We now know the loose spike protein is cytotoxic to our bodies. It appears to effect all tissues, but especially the heart tissue. The Salk Institute showed that in this study, along with a study in the Journal Circulation. There was another study done that showed in vitro that loose spike protein was worse for heart tissue than spike protein as part of the Covid virus. With all of this information on the cytotoxicity of the loose spike protein, why would we want our bodies generating loose spike protein? I cannot imagine a more inane logic. We know Covid is bad; we know the loose spike protein is the cytotoxic part of the virus; so let’s have our bodies make it; so that if we get Covid; our bodies know how to fight only part of the bad virus? How effective will antibodies from only one portion of the virus be in fighting the virus. As we now know after over a year of trying these vaccines, they are not effective at all in fighting the virus. In fact, it appears to have a negative effect.
Now for the hypothesis, mRNA vaccines are more dangerous than the J&J/Janssen adenovirus vaccine. Both tell your body to create dangerous loose spike protein, how much is unknown. We know the Moderna has more mRNA in it than Pfizer, but we don’t know how much spike protein is being manufactured or when it stops, or if it stops. The lipid nanoparticle is a very new technology that has not been widely used. In fact, mRNA vaccines are only the second drug for which this technology has been approved as a drug delivery system. The other is Onpattro and it has only been around since 2018. Onpattro is a medication for the treatment of polyneuropathy in people with hereditary transthyretin-mediated amyloidosis, a fatal rare disease that is estimated to affect 50,000 people worldwide. If I had a fatal disease, I would like to have the right to try the new technology. Covid is far from fatal, and we have no idea of the effects of these lipid nanoparticles on our bodies. Our body’s immune systems know what to do about adenoviruses. We have evolved with them for years. Who knows if our bodies know what to do with a small solid fatty substance directly injected into our bloodstream.

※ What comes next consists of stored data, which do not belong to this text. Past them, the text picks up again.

PR #2201, opened 2024-06-18
Update select page object

atmgrifter00:
# Pull Request

## 🤨 Rationale

Recognized that as part of attempting to migrate an SLE component to the `Select` to use the grouping feature that there was a useful pageObject API for retrieving the options for a group by providing the group's label. This PR adds that functionality to the `SelectPageObject`.

## 👩‍💻 Implementation

Simple implementation mirroring a similar existing one.

## 🧪 Testing

Added test for the new pageObject method.

## ✅ Checklist

### DIFF
--- a/change/@ni-nimble-components-1d7d08c5-fc96-4796-bce3-650510487895.json
+++ b/change/@ni-nimble-components-1d7d08c5-fc96-4796-bce3-650510487895.json
@@ -1,0 +1,7 @@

Another reason I hypothesize the J&J is less dangerous, is the one shot vs. two shot (at the time) prescription. The second (or third or fourth and counting) shot will come with it a period of time where your body has some antibodies against a protein that your body would be actively creating or creating at a faster rate.
All of these vaccines need to be halted until we know these answers. The FDA appears to have unrecommended the J&J vaccine, the other two need to come next.